End-to-End Big Data AI Pipeline on Ray and Apache Spark using Analytics Zoo
Speakers
Jason Dai (Intel), Jason Liu (Inspur), and Yang Wang (Intel)
Schedule
10AM-12PM (East Time), June 19, 2021
10:00 - 10:45 | Seamlessly Scaling out Big Data AI on Ray and Apache Spark (slides) | Jason Dai, Intel |
10:45 - 11:30 | E2E Smart Transportation CV application in Inspur (using Insight Data-Intelligence platform) (slides) | Jason Liu, Inspur |
11:30 - 12:00 | Transparent Acceleration of E2E Computer Vision Pipelines | Yang Wang, Intel |
Description
As AI moves from experimentation to production, a key challenge in practice is how to seamlessly integrate distributed data processing and AI programs into a single unified pipeline. Today, AI researchers and data scientists usually need to go through a mountain of pains to apply AI models to production dataset that is stored in distributed Big Data cluster. Conventional approaches would set up two separate clusters, one for Big Data processing, and the other dedicated to deep learning and AI, with “connector” (or glue code) deployed in between. Unfortunately, this not only introduces a lot of data transfer overhead, but also requires additional efforts for managing separate workflows and systems in production.

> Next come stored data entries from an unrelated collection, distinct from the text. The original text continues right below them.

PR #205, opened 2022-10-21
Move Rafiki specs to Rafiki

adrianhopebailie:
This PR is linked to a PR that is pending on Rafiki
It moves the IdP and RS specs for the AS into the Rafiki repo


openapi/auth-server.yaml
```diff
@@ -437,3 +437,5 @@ components:
       name: Authorization
       type: apiKey
       in: header
+security:
+  - GNAP: []
```
wilsonianb, line 441: Does this belong?
```suggestion
```

adrianhopebailie: Yes, it fails validation without it

wilsonianb (approved):

PR #208, opened 2022-11-03
feat: use nullable limits and openapi-compliant uniqueness for access schema

njlie:
Addresses (but doesn't really fix) https://github.com/interledger/rafiki/issues/630. This spec is less strict to allow valid responses from the AS to pass validation, but is a bit too loose for what we actually want to achieve with it. The main restriction that this doesn't cover is:
* The spec does not restrict a grant to (at most) one of each `type` of access.

### DIFF
--- a/openapi/schemas.yaml
+++ b/openapi/schemas.yaml
@@ -16,25 +16,8 @@ components:
       description: A description of the rights associated with this access token.
       items:
         $ref: '#/components/schemas/access-item'
-      allOf:
-        - contains:
-            properties:
-              type:
-                const: incoming-payment
-          minContains: 0
-          maxContains: 1
-        - contains:
-            properties:
-              type:
-                const: outgoing-payment
-          minContains: 0
-          maxContains: 1
-        - contains:
-            properties:
-              type:
-                const: quote
-          minContains: 0
-          maxContains: 1
+      uniqueItems: true
+      maxItems: 3
     access-item:
       discriminator:
         propertyName: type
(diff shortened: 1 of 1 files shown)


openapi/schemas.yaml
```diff
@@ -259,6 +242,7 @@ components:
       title: limits-outgoing
       description: Open Payments specific property that defines the limits under which outgoing payments can be created.
       type: object
+      nullable: true
```
wilsonianb, line 245: I'm struggling to find `nullable` in OpenAPI or JSON Schema docs

njlie: https://swagger.io/docs/specification/data-models/data-types/#null

wilsonianb: It looks like `nullable` was removed in OpenAPI 3.1
https://www.openapis.org/blog/2021/02/16/migrating-from-openapi-3-0-to-3-1-0

openapi/schemas.yaml
```diff
@@ -258,7 +241,9 @@ components:
     limits-outgoing:
       title: limits-outgoing
       description: Open Payments specific property that defines the limits under which outgoing payments can be created.
-      type: object
+      type:
+        - object
+        - null
```
wilsonianb, line 246: Based on examples, I'm seeing at least `null` (and maybe `object`) might need to be a "value"
```suggestion
        - 'null'
```
https://github.com/OAI/OpenAPI-Specification/issues/2244#issuecomment-899084964

Not sure if that will resolve the validator errors

wilsonianb (approved):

To address these challenges, we have open sourced Analytics Zoo, which helps users to productionize their end-to-end Big Data AI pipelines in a distributed fashion. Using the Orca library in Analytics Zoo, users can easily build data-parallel preprocessing (using existing Python libraries such as Pillow or OpenCV for images) for distributed dataset; and then within the same program, the users can directly apply AI models to the preprocessed data (that are partitioned and stored in-memory across large clusters), for transparently distributed training and inference (using TensorFlow, PyTorch, BigDL, OpenVINO, etc.) through simple scikit-learn style APIs.
This tutorial will present the design patterns and tradeoffs for building end-to-end Big Data AI pipelines in production (using Apache Spark and Ray). In addition, it will also share real-world experience and “war stories” of users who have adopted Analytics Zoo to productionize their end-to-end AI pipelines.